# 100 lb turtle in n jetty



## boashna (May 28, 2004)

Sat 07/26/08--used live shrimp at n jetty and first catch was a jumbo blue crab , second cast was a shark and then a 100 lb turtle. while we were wondering what to do with him , he disconnected . 9 sand trout and croaker were caught in 2 hrs from 6 pm till dark during the outgoing tide.


----------



## chickenboy (May 5, 2008)

my apologies, read your title, then looked at pics, thinking i would see pic of the 100lb turtle, i then read the thread fully, sorry for my thought process


----------



## Batboy0068 (Oct 10, 2006)

would have loved to see a pic


----------



## BC (Jun 27, 2008)

croaker? whiting!


----------



## boashna (May 28, 2004)

chickenboy said:


> my apologies, read your title, then looked at pics, thinking i would see pic of the 100lb turtle, i then read the thread fully, sorry for my thought process


you have been coped up too much ... 


by the way do you know why the chicken copes have two doors?
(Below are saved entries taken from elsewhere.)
PR #15915, opened 2026-08-27
[review-stack 1/4] code — synap5e/feat/asset-record-content-split

synap5e:
## Summary

- Splits the local asset system's single `Asset` row into two entities. `Asset` is the user-visible record, while `AssetContent` owns the bytes at a path. Multiple asset records can point to one content row.
- Rebuilds scanning around the split. A two-stat admission gate rejects partial downloads, change detection handles both hashing modes, and missing content can be tracked and recovered.
- Registers execution outputs when a node emits them. This replaces the post-prompt pass that inferred outputs by comparing history with executed node ids.
- Includes intentional API and data compatibility changes, listed below.

## Reading this stack

This is the bottom of a chained review stack. Layers 1-4 (#15915-#15918) split this branch by whole-file rule — code, then tests-removed, tests-changed, tests-new — so each layer answers one review question. The chain continues past layer 4 in the `synap5e/feat/assets-di` and `synap5e/feat/assets-di-v2` branches, which carry the dependency-injection rework and the post-split fixes described under Known issues.

**Layer 1 cannot pass CI on its own, by construction.** It deletes `app/assets/database/queries/asset_reference.py` and friends, while the tests importing them are not removed until layer 2. The three red `test` jobs here are `ModuleNotFoundError` collection errors from that split, not behavioural failures. The suites are green on the source branch this stack was cut from.

## Compatibility changes

- `owner_id` and owner-scoped checks are removed. The previous check used an unauthenticated header rather than an authentication boundary. Under `--multi-user`, users can now see records created by other users.
- Migration 0007 rebuilds the asset catalog without carrying its data forward. Manual tags, user metadata, previews, renames, deletions, and `job_id` links are discarded. The pre-upgrade `.bkp` is retained, and the full `downgrade base` to `upgrade head` chain completes.
- Both query routes reject `metadata_filter` with `400 UNSUPPORTED_PARAM`.
- `is_immutable` is served as constant `false`; immutability semantics are deferred pending redesign under the record/content model.
- Public responses no longer include the top-level `file_path`. `metadata.file_path` is unchanged.
- Redundant uploads use a write-then-delete path instead of the previous known-hash fast path.
- Output registration stores a null hash. Background enrichment computes it later. `hash IS NULL` means the hash has not been computed.
- Every upload creates an asset record with that request's attributes. Uploads of identical bytes share one content row but do not share a record, so retrying an upload creates another record.
- `updated_at` records the last explicit user or API edit. Serving, hash enrichment, and other system updates do not change it.

The branch also restores `display_name` serving, the standard error envelope for rejected `metadata_filter` requests, and listing missing-content records with the filterable `missing` tag.

## Known issues

Open at this revision, and not addressed anywhere in the chain:

- Sustained concurrent writes can produce a database-locked 500 when a reader exceeds SQLite's default busy wait. The failure does not corrupt data. A remedy belongs to the whole database layer rather than this branch.
- Scanner shutdown can race with the scan thread join.

Present at this revision and fixed in the follow-on stack, not here:

- Turning hashing on rehashes the whole library synchronously during startup, so a large model directory delays the server accepting requests.
- A file that cannot be read leaves the hash-mode transition queue permanently non-empty, so the persisted mode never flips for the life of the process.
- Re-uploading a file with the tags the API served for it returns 500, because `uploaded` is appended unconditionally and double-inserts its tag link.
- Concurrent writers creating the same tag can collide on a check-then-insert and surface the `IntegrityError` as a 500.

## Validation

At `7007d185`, the source revision this stack was cut from, the asset and app unit suites pass with `539 passed, 1 skipped`, and whole-tree Ruff passes.

A black-box conformance suite ran 33 scenarios and five defect probes against the merge base, a mid-branch revision, and that revision. It found 18 behaviors fixed relative to earlier revisions and no unexplained regressions. Its timestamp and upload-dedup probes no longer reproduce their defects. The branch also includes regression tests for the hashing-transition and migration failures found during that run.


synap5e:
Follow-up review material on the docs branch:

- [desired-behaviour.md](https://github.com/Comfy-Org/ideation-sharing/blob/synap5e/docs/asset-record-content-split/asset-record-content-split/desired-behaviour.md): public top-level `file_path` removal is now ratified in the contract.
- [confidence.md](https://github.com/Comfy-Org/ideation-sharing/blob/synap5e/docs/asset-record-content-split/asset-record-content-split/confidence.md) and [conformance/index.md](https://github.com/Comfy-Org/ideation-sharing/blob/synap5e/docs/asset-record-content-split/asset-record-content-split/conformance/index.md): the conformance evidence set (28-scenario battery + 5 probes across 4 pinned commits, including `simons-assets-latest` @ `0b28b50f`) is vendored under `conformance/`.
- [architecture/index.md](https://github.com/Comfy-Org/ideation-sharing/blob/synap5e/docs/asset-record-content-split/asset-record-content-split/architecture/index.md) and [conformance/index.md](https://github.com/Comfy-Org/ideation-sharing/blob/synap5e/docs/asset-record-content-split/asset-record-content-split/conformance/index.md): S10.5 subgraph-cache-poisoning was demonstrated inherited from master, not introduced by this branch.

synap5e:
Single entry point for the review package: [asset record/content split README](https://github.com/Comfy-Org/ideation-sharing/tree/synap5e/docs/asset-record-content-split/asset-record-content-split). It provides the suggested reading order and links the behavioural contract, architecture, confidence assessment, and conformance evidence.

guill (approved):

because if they had 4 doors they would be called chicken sedan.


----------



## mastercylinder60 (Dec 18, 2005)

your grass sure is nice and green.


----------



## johnmyjohn (Aug 6, 2006)

nice catch, last month the water was glass and I was trolling next to the rocks on the gulf side close to the end of the n. jetties also and a turtle came up next to my trolling motor. It nearly bumped into it before it looked up at me and took off , the shell was about 2 ft. long, tan colored.


----------



## 007 (Mar 11, 2008)

What's a chicken cope????


----------



## Cat O' Lies (May 21, 2004)

I think he means chicken coop! Hard sayin not knowin!


----------



## GulfCoast02 (Feb 29, 2008)

How did you know it was 100 lbs ???


----------



## Nathanww (Jan 2, 2007)

nice catch dude... you really spanked umm!!


----------



## waterspout (May 21, 2004)

BC said:


> croaker? whiting!


whiting!


----------



## yellowmouthangler (May 4, 2006)

*Sweet*

Mother Load, I love it... nothing goes better with croaker and whiting than a nice brand of red wine...


----------



## 007 (Mar 11, 2008)

yellowmouthangler said:


> Mother Load, I love it... nothing goes better with croaker and whiting than a nice brand of red wine...


Or lemon-lime Gatoraide!


----------



## yellowmouthangler (May 4, 2006)

*That Too!*



mwb007 said:


> Or lemon-lime Gatoraide!


What was I thinking???... I have been coped up too much in this office... You are right... Lemon-lime is just right.


----------



## BertS (May 21, 2004)

yellowmouthangler said:


> Mother Load, I love it... nothing goes better with croaker and whiting than a nice brand of red wine...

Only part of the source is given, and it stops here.